**WHAT YOU SHOULD DO**
Copy out the entries below precisely; nothing is to be omitted.

================================

PR #2268, opened 2020-07-23
ensure knobs work in storybook

gregvanbrug:
Updated the knobs addon, the `knobStore` state object was empty without knobs being "registered". This looked like a pretty much direct copy from the `apostrophe-storybook` repo so not totally sure why it just "worked" there. 

Also, re-added the decorators to the `AposInputString` so those should also work now too.


boutell:
🙏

================================

**ANSWER TO THIS TASK**
PR #2268, opened 2020-07-23
ensure knobs work in storybook

gregvanbrug:
Updated the knobs addon, the `knobStore` state object was empty without knobs being "registered". This looked like a pretty much direct copy from the `apostrophe-storybook` repo so not totally sure why it just "worked" there. 

Also, re-added the decorators to the `AposInputString` so those should also work now too.


boutell:
🙏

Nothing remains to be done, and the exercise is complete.